The message that I see when I switch to channel 23 says something about the FCC.


----------



## Stylin (Dec 31, 2004)

Yes, in my area(NY), we now have "My 9 (network)" on the old UPN channel. It has different programming, mostly repeats of old UPN shows.
I definitely had to change my SP's at the beggining of the season to reflect the channel change. It wasn't hard to do if sing "view upcoming episodes" in the old SP.


----------



## Lord Nimon (Apr 3, 2001)

In my case, the guide data still shows Veronica Mars as being on channels 12 and 23, at the same day and time. Technically, that's correct, except that I don't really get channel 23 any more. And the only way to know that is to tune into channel 23 and see the banner.

I'm sure it won't be long before TW Austin drops channel 23 altogether, and I get a channel lineup change on my TiVo.


----------



## gschrock (Dec 28, 2001)

Generally that's an indication that they're bringing in an out of market channel for some reason, and basically they're being required to block certain programming on the out of market stuff. For the brief time I had cable here, we used to get both the local UPN station and the one out of detroit (I'm guessing that one was carried because it frequently had detroit sports programming). Whenever prime-time programming was running on both channels, the detroit station would be blocked. It's all about those silly rules on only being allowed to watch your local affilliate.

(Here the local UPN and WB went to I think My and CW respectively.
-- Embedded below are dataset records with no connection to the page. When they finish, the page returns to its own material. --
PR #3492, opened 2026-07-13
feat(visual-editing): strip stega from clipboard on copy, add `onSuspiciousStega` reporting

stipsan:
### Description

Part of SAPP-3204 (strip stega from paste into plain text fields). This is the app/preview side of the equation — a follow-up PR in `sanity-io/sanity` will handle paste handlers in the Studio itself, so the ticket stays open after this merges.

#### Strip stega from the clipboard on copy (default on)

Content on a preview page contains stega-encoded metadata (invisible characters), which tags along when people copy text and paste it into other tools — plain text fields, URLs, spreadsheets, etc.

While Visual Editing is enabled, `copy` events are now intercepted and stega is stripped from the clipboard:

- Both the `text/plain` and `text/html` flavors are cleaned, so rich-text pastes stay clean too, and stega hidden in attributes of the copied markup (e.g. `img[alt]`) is also removed.
- Selections inside `<input>`/`<textarea>` fields are handled via the field's own selection.
- Copies that don't contain any stega are left completely untouched (the regex pre-test is cheap), and userland `copy` handlers that call `event.preventDefault()` take precedence.
- `cut` events are deliberately not intercepted, since `preventDefault()` on cut would require reimplementing content deletion.

Opt out with the new `keepStegaOnCopy` option/prop:

```tsx
<VisualEditing keepStegaOnCopy />
```

#### Opt-in `onSuspiciousStega` reporting

New callback that reports stega payloads found in places where they always cause a bug or bloat. If the callback isn't provided, no scanning runs at all.

```tsx
<VisualEditing
  onSuspiciousStega={(reports) => {
    for (const report of reports) console.warn(`Stega found in ${report.kind}`, report)
  }}
/>
```

Reported placements (`report.kind`):

| `kind` | What it means |
| --- | --- |
| `attribute` | Any attribute except the expected stega carriers (`img[alt]`, `time[datetime]`, `svg[aria-label]`): `class` (selectors no longer match), `id` (broken anchors/`getElementById`), `href`/`src`/`srcset`/`action` and other URL attributes (invisible characters end up percent-encoded in requests), `style`, `name`, `value`, `data-*` (broken equality checks), etc. |
| `head` | Anywhere inside `<head>` (text or attributes), e.g. `data.title` rendered in `<title>`, `meta[content]`, JSON-LD — never rendered, pure bloat, corrupts SEO/social metadata |
| `script` | Text content of `<script>` in body (JSON-LD, embedded state) |
| `style` | Text content of `<style>` |
| `form-value` | `<textarea>` content that would be submitted along with user input |
| `url` | The page URL itself (tested raw and percent-decoded), meaning the page was reached through a link with stega baked in |

Each report includes the offending `element`, `attribute` name (when applicable), the raw `value`, the `cleaned` value it should have been, and the decoded `sanity` edit info when available — pointing at the exact document/field that produced the value.

Efficiency: an initial full audit (TreeWalker over `head` + `body` + `<html>` attributes) and a dedicated `MutationObserver` that only re-tests what changed (a single attribute for attribute mutations, only unsafe-context text nodes for text mutations, added subtrees for childList). All work is deferred to `requestIdleCallback` (with `setTimeout` fallback), reports are deduped by `kind + attribute + cleaned value` and batched per flush. Body text nodes outside `<script>`/`<style>`/`<textarea>` are never tested — stega in rendered text is the feature, not a bug. Everything inside `<sanity-visual-editing>` is ignored.

#### Wiring

Both options are added to `VisualEditingOptions` and forwarded through all variants: `enableVisualEditing`, the React `<VisualEditing />` (used by `next-sanity`'s App Router component via its dependency on this package), `next-pages-router`, `react-router` and the Svelte component. Callbacks are routed through `useEffectEvent` so unstable identities don't re-initialize visual editing or re-run the audit.

### What to review

- Naming and JSDoc of `keepStegaOnCopy` / `onSuspiciousStega` / `SuspiciousStegaReport` in `packages/visual-editing/src/types.ts`
- Copy interception logic in `packages/visual-editing/src/util/stegaCleanOnCopy.ts`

The local broadcast CW is actually a subchannel of the I think ABC channel's broadcast, so no chance at HD for it  ).


----------



## TonyD79 (Jan 4, 2002)

I'm a bit confused. Are these cable channel numbers or OTA numbers you are citing in the original post? Cause when I go to wikipedia to look at stations, I get that WNVA-54 is the CW/MNTV station in Austin. They also list San Antonio's KCWX-2 as being within the Austin market (and it is a CW station).

I am assuming that the secondary market station is blacked out due to local rights to programming. It happens all over with cable companies that bring in distant or neighboring or out of market stations like New York City stations into Pennsylvania or even Pittsburgh stations into the Altoona, PA, market.


----------



## joellyn (Nov 6, 2005)

Count yourself lucky. They took away the WB channel out of Baltimore and we have nothing currently. No CW channel at all. I'm still trying to fight with Direct TV about this.


----------



## Amnesia (Jan 30, 2005)

Lord Nimon said:


> In my case, the guide data still shows Veronica Mars as being on channels 12 and 23, at the same day and time.


Just go the "Channels I Receive" and remove channel 23.

Problem solved.


----------



## jrock (Aug 27, 2002)

On a plus note 2 days ago I got a message on my S3 that I have a new channel and its CW HD!!! Wooooo one more HD channel.. Hmm only thing I watch on there so far is Friday Night Smack Down. Hope they start doing HD soon, I know they did an HD test last month to see how it would look at Mohegan Sun here in Connecticut. I never heard how it turned out or if they will be airing it on CW in HD anytime soon.


----------



## gamera87 (Aug 30, 2004)

On CW, "Smallville" in HD looks superior to how it looked on WB last year. My CW is on my old WB station, so I am not sure if they are just using better cameras or if the network change really assisted in the improved reception.


----------



## Lord Nimon (Apr 3, 2001)

TonyD79 said:


> I'm a bit confused. Are these cable channel numbers or OTA numbers you are citing in the original post?


Cable channel numbers.


----------



## Magnolia88 (Jul 1, 2005)

joellyn said:


> Count yourself lucky. They took away the WB channel out of Baltimore and we have nothing currently. No CW channel at all. I'm still trying to fight with Direct TV about this.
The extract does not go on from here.